Aim of the exercise :: When the word "unanswered" shows up in a line of the records below, copy that line.

Material supplied ::
• • • • •

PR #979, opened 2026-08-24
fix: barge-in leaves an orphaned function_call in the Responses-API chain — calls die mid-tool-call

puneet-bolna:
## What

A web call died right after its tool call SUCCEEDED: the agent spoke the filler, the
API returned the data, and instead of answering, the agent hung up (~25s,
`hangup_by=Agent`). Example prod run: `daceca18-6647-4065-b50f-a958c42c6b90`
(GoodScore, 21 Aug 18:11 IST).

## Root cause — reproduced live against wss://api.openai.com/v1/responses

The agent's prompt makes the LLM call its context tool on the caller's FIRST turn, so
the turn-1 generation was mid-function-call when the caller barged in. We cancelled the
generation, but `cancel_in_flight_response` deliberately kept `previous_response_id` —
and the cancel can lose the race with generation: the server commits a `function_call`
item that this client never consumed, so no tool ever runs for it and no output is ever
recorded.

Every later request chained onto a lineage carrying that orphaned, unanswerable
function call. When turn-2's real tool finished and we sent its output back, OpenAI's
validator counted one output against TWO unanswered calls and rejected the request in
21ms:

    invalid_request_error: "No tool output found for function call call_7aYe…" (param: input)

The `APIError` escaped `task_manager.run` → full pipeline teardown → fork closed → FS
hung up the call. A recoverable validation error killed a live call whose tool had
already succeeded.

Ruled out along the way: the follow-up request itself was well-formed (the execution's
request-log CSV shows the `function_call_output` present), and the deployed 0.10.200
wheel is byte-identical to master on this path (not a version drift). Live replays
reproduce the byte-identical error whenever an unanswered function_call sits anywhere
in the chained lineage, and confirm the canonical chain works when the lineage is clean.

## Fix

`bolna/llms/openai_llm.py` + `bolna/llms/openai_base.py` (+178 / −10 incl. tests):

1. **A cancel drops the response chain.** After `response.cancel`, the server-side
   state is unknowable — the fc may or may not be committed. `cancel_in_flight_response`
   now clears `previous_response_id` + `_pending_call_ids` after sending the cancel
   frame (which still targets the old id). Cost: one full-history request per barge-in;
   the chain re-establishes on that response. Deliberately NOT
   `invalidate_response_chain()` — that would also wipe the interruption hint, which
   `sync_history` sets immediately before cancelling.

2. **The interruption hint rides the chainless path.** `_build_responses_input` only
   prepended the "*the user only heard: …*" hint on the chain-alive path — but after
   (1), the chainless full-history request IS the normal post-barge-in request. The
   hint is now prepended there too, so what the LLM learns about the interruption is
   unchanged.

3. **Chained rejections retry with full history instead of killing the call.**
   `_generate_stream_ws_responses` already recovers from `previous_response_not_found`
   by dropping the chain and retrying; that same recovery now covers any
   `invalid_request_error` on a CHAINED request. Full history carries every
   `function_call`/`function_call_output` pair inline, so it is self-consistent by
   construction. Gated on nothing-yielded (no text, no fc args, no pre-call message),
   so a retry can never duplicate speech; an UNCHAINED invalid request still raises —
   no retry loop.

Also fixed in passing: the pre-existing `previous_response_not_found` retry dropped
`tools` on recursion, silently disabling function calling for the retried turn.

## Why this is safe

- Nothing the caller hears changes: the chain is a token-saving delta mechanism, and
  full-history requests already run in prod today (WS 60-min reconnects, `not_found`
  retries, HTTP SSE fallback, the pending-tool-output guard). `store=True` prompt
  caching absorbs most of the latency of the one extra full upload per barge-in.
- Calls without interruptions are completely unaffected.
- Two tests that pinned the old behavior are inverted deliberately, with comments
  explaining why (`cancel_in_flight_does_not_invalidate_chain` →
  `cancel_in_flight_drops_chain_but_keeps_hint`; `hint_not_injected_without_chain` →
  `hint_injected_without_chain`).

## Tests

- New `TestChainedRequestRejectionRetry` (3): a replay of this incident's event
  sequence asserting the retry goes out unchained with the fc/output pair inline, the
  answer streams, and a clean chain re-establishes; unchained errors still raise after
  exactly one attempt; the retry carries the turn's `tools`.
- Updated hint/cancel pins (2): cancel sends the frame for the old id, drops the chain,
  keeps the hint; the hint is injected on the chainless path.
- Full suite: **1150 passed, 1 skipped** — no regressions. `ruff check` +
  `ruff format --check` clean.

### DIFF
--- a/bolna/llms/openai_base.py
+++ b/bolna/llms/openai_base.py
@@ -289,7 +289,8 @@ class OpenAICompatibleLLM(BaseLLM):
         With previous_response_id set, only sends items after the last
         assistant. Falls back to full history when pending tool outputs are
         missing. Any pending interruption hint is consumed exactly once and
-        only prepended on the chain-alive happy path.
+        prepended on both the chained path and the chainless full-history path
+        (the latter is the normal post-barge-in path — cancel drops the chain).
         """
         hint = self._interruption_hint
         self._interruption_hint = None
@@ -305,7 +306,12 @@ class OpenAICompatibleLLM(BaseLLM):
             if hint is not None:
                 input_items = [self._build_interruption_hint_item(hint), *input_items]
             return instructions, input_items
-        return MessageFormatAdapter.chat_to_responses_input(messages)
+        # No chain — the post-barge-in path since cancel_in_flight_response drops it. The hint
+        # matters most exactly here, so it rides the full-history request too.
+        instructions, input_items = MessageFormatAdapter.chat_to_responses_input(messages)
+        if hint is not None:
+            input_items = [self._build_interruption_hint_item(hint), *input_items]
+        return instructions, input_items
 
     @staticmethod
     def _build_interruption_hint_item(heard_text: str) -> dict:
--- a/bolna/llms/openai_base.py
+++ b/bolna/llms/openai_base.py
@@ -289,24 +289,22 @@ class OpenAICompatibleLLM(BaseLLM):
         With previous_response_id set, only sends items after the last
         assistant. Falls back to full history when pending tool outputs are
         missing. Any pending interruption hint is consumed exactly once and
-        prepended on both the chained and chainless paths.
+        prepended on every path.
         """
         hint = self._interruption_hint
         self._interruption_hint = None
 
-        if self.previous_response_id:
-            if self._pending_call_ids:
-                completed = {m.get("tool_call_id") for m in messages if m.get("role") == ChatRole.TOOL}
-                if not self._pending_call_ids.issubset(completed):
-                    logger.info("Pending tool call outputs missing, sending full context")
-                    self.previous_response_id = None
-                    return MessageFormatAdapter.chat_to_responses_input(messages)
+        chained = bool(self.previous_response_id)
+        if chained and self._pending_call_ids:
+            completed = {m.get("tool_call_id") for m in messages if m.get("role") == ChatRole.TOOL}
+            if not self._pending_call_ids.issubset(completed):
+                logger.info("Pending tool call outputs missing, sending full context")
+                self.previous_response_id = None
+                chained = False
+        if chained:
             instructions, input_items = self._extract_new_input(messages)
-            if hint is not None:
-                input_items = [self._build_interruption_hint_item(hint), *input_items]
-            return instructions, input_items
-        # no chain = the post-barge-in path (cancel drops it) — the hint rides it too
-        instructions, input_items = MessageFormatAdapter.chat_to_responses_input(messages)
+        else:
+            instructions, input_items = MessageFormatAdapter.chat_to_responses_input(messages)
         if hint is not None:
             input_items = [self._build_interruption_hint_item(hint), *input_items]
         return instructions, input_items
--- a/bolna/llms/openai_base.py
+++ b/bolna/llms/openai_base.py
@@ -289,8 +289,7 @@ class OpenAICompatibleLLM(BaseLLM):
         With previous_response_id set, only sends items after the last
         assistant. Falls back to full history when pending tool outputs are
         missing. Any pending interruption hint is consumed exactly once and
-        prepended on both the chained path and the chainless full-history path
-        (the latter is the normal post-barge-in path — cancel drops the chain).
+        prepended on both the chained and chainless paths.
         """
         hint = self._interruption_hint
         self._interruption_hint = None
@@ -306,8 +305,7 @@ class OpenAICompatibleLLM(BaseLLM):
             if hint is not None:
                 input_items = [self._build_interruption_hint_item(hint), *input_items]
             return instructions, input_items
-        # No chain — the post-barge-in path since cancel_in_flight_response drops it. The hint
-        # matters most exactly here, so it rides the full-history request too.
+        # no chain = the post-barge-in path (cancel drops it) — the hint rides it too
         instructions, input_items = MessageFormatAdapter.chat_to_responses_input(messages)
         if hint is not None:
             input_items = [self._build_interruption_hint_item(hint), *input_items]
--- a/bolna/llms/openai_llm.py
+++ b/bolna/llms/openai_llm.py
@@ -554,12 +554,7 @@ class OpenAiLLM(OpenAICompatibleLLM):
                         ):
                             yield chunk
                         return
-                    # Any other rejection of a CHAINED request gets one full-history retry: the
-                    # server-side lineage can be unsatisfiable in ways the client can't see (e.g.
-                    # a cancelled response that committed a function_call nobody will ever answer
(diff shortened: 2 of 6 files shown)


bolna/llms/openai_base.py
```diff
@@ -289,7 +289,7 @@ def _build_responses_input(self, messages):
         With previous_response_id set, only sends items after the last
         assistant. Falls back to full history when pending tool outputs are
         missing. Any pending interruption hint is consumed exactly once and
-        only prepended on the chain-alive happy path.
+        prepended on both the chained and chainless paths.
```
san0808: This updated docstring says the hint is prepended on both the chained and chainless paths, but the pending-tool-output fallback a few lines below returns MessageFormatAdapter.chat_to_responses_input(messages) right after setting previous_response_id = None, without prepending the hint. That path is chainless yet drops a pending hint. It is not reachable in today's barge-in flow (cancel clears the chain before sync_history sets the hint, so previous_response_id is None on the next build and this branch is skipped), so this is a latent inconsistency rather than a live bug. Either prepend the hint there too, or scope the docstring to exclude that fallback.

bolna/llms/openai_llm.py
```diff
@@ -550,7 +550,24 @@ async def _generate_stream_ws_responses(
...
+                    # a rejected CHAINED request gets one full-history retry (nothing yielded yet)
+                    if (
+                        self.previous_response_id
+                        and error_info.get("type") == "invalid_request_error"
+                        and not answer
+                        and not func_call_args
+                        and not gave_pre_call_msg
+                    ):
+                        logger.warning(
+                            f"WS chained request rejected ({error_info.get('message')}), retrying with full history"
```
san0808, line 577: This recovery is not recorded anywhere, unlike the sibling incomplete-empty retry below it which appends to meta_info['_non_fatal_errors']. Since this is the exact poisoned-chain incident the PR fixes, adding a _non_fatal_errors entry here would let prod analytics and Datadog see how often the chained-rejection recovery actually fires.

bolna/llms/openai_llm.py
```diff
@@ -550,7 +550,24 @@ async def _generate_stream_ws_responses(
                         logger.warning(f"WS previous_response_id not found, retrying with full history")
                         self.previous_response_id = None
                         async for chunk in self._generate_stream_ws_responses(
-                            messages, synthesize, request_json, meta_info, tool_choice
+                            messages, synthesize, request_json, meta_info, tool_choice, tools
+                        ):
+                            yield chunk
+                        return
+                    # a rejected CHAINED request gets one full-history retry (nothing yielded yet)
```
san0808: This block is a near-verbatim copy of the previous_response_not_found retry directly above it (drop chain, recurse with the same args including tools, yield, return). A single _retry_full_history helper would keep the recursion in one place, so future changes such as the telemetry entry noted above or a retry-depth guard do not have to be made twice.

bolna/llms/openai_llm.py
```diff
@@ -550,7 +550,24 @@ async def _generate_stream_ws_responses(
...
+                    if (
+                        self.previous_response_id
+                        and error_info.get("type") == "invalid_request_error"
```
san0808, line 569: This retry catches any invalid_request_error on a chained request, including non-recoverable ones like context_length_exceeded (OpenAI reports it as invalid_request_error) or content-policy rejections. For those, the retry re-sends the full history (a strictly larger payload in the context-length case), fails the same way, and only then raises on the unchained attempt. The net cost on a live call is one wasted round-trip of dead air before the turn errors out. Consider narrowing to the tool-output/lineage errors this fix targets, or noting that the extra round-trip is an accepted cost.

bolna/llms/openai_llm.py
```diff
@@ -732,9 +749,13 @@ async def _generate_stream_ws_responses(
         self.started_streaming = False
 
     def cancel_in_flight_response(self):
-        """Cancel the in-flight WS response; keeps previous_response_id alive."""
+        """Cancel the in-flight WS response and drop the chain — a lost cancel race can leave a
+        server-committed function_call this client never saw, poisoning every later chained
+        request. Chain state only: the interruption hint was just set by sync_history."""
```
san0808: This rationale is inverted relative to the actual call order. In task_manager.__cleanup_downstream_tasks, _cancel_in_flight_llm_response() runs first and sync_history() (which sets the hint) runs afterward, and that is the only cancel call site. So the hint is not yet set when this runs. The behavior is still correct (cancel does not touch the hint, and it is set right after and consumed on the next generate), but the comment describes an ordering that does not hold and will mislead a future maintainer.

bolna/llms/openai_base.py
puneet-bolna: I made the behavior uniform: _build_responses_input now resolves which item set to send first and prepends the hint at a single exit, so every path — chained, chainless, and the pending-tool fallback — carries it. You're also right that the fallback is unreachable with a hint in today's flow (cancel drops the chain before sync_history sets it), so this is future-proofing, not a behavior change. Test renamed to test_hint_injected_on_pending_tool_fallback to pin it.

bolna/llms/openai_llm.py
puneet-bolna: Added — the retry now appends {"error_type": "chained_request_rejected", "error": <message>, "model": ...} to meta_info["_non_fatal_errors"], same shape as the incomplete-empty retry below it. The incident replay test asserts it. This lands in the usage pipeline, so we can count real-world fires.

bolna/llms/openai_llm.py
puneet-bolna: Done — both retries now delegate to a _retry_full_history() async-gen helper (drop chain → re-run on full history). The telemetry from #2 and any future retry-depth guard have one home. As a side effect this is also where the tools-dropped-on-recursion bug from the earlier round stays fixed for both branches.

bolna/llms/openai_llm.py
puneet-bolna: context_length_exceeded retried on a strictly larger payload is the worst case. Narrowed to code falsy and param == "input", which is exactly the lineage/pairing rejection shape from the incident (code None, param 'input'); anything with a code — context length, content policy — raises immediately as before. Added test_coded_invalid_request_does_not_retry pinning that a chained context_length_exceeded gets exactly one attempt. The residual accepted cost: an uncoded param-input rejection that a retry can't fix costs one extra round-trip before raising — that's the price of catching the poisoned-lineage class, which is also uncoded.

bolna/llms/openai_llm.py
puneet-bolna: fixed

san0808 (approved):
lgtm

• • • • •

Exercise answer ::
validator counted one output against TWO unanswered calls and rejected the request in
reproduce the byte-identical error whenever an unanswered function_call sits anywhere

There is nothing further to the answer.